I am using linear mixed models to investigate change over time on the score on a questionnaire, which was administered at 5 points in time. While I hypothesized a decline, I had no a priori assumptions as to how this decline would look (whether it's linear or not). After visually checking the trajectory, I did see the slope become steeper after the second time point, and thus I thought I'd need to add polynomials and see what model fits the data better—but correct me if I'm wrong.

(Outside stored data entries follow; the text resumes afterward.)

PR #862, opened 2023-03-29
add flash_attn_kvpacked

satpalsr:
**Issue**
Inference with flash attention gives error due to improper shapes of qkv, as key and value are cached.
To Reproduce:
1. Take any config with flash attention.
2. Run `python deepy.py generate.py configs/70M-deduped.yml -i input_prompt.txt -o prompt_out.txt` with some text in input_prompt.txt
3. Gives error due to different sq and sk values [here](https://github.com/EleutherAI/gpt-neox/blob/5561ff759c43c98fbd7927830b1a6f4eee74f979/megatron/model/transformer.py#L444)

This PR separates query from packed qkv matrix to resolve the issue.

### DIFF
--- a/megatron/model/transformer.py
+++ b/megatron/model/transformer.py
@@ -279,9 +279,16 @@ class ParallelSelfAttention(nn.Module):
             if self.use_flash_attention:
                 from megatron.model.flash_attention import (
                     flash_attn_unpadded_qkvpacked_func,
+                    flash_attn_unpadded_kvpacked_func,
                 )
 
-                self.flash_attention_function = flash_attn_unpadded_qkvpacked_func
+                self.flash_attn_unpadded_kvpacked_func = (
+                    flash_attn_unpadded_kvpacked_func
+                )
+                self.flash_attn_unpadded_qkvpacked_func = (
+                    flash_attn_unpadded_qkvpacked_func
+                )
+
                 if self.pos_emb == "alibi":
                     raise ValueError(
                         "Flash attention is currently not compatible with AliBi positional embeddings. Use sinuisoidal, learned, or rotary embeddings instead."
@@ -420,7 +427,7 @@ class ParallelSelfAttention(nn.Module):
         context_layer = context_layer.view(*output_size)
         return context_layer
 
-    def flash_attention(self, query_layer, key_layer, value_layer):
+    def flash_attention(self, query_layer, key_layer, value_layer, layer_past):
         # [b, np, sq, sk]
         output_size = (
             query_layer.size(1),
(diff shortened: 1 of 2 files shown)


DaoD:
I find this commit is similar to my issue (https://github.com/EleutherAI/gpt-neox/issues/883).
The general idea to tackle the problem is the same.
I think we do not need to add a new parameter layer_past in the function of flash_attention, but simply use `if self.training == True` to check whether it is training or inference stage.
High five for the same solution!!!

satpalsr:
@dashstander removed conflicts. Please test out now.
Thanks for the suggestion @DaoD

megatron/model/transformer.py
```diff
@@ -429,59 +435,101 @@ def flash_attention(self, query_layer, key_layer, value_layer):
...
+
+                # [sq, b, np, hn] -> [b * sq, np, hn]
+                query_layer = query_layer.transpose(0, 1).reshape(
+                    output_size[0] * output_size[2], output_size[1], -1
+                )
+
+                # Combined k/v into [b * sk, 2, np, hn].
+                kv = torch.concat([key_layer, value_layer], dim=1)
+
+                output = self.flash_attn_unpadded_kvpacked_func(
```
dashstander, line 477: this needs to be `self.flash_attention_function`

satpalsr: yeah. Did you attempted doing inference? If not, I'd do it and push if any more changes.

satpalsr: Will run the inference and push any changes as needed.

dashstander:
There are a few outstanding bugs that I have pointed out, though the general gist is ensuring that this works for both training and inference and that the code switches between those modes correctly. Some of that is actually not an issue with this PR and seems to be an issue with the `generate.py` script, as was mention in the (now closed) #883. Actively working on this now, should be able to iron this stuff out.

dashstander:
Just had a productive conversation with @satpalsr . Currently the implementation relies on the `torch.nn.Module` attribute `training` which isn't used elsewhere in the code base. There's also an issue with the three different FlashAttention functions getting assigned to the same name at initialization. Since models are always initialized with `self.training == True` even resetting it by calling `inference_mode` won't change the FlashAttention function.

StellaAthena:
> Since models are always initialized with self.training == True even resetting it by calling inference_mode won't change the FlashAttention function.

Where does this happen? I was expecting it to be in `setup_for_inference_or_eval` but it doesn't seem to be.

dashstander:
> Where does this happen? I was expecting it to be in `setup_for_inference_or_eval` but it doesn't seem to be.

[It's an attribute built in to `torch.nn.Module`](https://pytorch.org/docs/stable/generated/torch.nn.Module.html#torch.nn.Module) and just set to `True` by default. Part of the changes if we want to use this particular attribute will be setting it in the `training_mode` and `inference_mode` methods. An alternative might be to specifically add an inference vs training configuration to `NeoxArgs`, but that would definitely need to be part of a larger discussion.

dashstander:
I also just realized that this doesn't add the [Triton kvpacked function ](https://github.com/HazyResearch/flash-attention/blob/df1344f8668829d6e46b32d79d9089d19888da9f/flash_attn/flash_attn_triton.py#L794), so technically inference with Triton FlashAttention + ALiBi would be broken.

dashstander:
I tested and confirmed this all worked with [these changes.](https://github.com/EleutherAI/gpt-neox/files/11267413/flash_attn.patch)

dashstander (approved):
@satpalsr added me as a collaborator on their fork so I made the changes I was requesting. Looks good to me from here.

StellaAthena (approved):
Dash has tested and approved this code and I don't see anything that stands out as problematic.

I created an initial model (Model 1) with just the variable Time as a predictor of Score. Here, Time was a significant predictor (β = -3.8, p < .001).
Next, I wanted to know whether a quadratic or cubic slope model fitted my data better, so I added a second-order polynomial (Time * Time), along with Time, in Model 2. Model fit significantly increased (comparing -2LL between Models 1 and 2 with a chi square test). Here, the polynomial was significant (β = -4.6, p = .007), which I believe suggests a non-linear slope for decline in Score over time. However, Time was no longer significant (β = 0.2, p = .905), yet in all examples I could find, both the linear and quadratic predictors were significant.
My question is, how should I interpret the fact that Time is not a significant predictor in this model? Can I still conclude that a quadratic slope best represents my data, even if the linear slope is no longer significant?